[Opening Provided information section]
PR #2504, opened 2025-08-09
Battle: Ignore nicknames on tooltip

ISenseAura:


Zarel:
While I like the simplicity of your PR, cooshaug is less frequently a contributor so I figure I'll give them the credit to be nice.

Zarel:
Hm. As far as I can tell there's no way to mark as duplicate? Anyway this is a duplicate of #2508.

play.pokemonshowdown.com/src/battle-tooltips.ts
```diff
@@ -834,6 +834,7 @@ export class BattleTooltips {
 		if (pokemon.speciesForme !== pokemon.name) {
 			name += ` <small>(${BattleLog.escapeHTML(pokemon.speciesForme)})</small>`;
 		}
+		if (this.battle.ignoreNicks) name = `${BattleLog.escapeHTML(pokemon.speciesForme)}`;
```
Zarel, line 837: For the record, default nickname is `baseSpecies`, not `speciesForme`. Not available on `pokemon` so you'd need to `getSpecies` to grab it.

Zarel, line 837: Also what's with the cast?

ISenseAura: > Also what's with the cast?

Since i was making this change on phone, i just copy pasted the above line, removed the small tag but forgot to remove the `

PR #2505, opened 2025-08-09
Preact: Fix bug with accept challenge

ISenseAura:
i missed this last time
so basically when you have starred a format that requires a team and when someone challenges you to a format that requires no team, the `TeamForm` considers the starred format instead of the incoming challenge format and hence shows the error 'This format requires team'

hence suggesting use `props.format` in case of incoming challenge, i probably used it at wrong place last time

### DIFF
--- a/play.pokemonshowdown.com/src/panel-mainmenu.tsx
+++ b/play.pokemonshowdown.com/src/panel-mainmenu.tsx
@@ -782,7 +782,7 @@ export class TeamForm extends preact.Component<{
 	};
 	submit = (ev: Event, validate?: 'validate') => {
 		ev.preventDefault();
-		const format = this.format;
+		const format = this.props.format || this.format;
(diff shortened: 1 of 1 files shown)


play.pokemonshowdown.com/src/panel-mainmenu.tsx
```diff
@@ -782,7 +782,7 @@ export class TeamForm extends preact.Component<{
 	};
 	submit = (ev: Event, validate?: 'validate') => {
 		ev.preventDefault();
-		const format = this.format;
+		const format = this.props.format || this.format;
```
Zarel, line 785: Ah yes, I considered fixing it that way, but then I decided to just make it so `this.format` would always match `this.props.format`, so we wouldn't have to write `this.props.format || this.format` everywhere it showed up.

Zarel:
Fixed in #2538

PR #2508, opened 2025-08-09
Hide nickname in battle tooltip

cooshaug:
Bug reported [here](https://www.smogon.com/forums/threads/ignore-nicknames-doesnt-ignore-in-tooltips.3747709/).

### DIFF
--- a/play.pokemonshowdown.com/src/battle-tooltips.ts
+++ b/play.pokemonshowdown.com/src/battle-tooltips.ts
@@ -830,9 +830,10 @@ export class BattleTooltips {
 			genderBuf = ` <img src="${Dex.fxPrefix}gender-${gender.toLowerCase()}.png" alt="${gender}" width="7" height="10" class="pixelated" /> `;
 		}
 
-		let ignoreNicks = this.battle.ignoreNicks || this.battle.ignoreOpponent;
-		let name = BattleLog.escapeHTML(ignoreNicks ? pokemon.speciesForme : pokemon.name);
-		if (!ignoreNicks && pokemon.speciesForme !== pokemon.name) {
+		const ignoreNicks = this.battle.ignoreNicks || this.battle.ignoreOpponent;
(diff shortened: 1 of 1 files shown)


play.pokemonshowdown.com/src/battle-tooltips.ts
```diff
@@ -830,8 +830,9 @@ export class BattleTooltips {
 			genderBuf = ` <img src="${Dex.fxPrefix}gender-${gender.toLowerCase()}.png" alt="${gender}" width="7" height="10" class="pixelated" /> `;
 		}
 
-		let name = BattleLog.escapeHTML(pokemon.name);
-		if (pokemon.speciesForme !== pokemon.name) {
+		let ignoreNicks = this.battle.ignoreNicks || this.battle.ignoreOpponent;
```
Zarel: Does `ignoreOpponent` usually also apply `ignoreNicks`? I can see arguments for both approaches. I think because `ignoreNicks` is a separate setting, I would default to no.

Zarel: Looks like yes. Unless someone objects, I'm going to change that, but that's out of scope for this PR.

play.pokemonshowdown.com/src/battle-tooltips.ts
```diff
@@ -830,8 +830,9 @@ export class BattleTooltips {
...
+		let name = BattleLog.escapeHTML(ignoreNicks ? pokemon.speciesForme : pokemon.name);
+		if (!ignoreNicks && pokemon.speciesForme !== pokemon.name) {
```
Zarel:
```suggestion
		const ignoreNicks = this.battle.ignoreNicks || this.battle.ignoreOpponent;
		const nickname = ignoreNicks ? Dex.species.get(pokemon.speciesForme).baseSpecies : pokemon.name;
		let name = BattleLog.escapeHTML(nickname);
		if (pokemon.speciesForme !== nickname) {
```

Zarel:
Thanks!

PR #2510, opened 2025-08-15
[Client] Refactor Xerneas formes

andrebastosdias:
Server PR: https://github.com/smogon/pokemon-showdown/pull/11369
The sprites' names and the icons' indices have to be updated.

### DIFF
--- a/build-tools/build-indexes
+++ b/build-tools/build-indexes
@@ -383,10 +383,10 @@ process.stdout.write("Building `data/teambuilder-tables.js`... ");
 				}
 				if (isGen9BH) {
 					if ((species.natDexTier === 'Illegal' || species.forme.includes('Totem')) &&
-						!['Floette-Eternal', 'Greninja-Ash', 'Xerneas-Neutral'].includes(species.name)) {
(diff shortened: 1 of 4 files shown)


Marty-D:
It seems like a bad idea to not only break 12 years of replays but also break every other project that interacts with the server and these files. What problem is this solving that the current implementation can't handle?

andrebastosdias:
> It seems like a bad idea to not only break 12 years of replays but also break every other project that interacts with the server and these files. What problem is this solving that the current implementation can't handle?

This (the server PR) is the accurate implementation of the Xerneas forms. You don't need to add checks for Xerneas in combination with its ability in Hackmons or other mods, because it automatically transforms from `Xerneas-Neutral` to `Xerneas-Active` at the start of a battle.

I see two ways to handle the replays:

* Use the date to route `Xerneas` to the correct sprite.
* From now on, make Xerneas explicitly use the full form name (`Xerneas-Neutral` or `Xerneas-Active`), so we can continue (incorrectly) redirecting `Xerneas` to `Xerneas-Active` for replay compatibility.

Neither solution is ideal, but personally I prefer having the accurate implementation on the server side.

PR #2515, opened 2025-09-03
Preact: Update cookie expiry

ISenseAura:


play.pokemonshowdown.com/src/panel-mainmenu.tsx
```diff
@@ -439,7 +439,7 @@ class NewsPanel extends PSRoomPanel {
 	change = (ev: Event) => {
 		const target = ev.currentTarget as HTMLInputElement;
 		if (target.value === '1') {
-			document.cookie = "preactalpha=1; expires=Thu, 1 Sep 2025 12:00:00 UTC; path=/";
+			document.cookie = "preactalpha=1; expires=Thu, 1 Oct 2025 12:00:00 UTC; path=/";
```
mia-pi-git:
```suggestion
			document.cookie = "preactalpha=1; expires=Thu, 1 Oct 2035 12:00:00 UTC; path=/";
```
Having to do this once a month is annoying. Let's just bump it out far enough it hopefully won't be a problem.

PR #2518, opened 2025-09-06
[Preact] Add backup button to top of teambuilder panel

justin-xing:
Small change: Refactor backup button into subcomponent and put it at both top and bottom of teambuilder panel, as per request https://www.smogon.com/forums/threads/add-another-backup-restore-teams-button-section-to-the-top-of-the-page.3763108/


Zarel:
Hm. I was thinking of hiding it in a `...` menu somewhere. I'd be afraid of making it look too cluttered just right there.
[Closing Provided information section]
#### Work to complete:
Copy out each line of the entries above that holds "nicknames".

#### Response to the exercise:
Battle: Ignore nicknames on tooltip
Bug reported [here](https://www.smogon.com/forums/threads/ignore-nicknames-doesnt-ignore-in-tooltips.3747709/).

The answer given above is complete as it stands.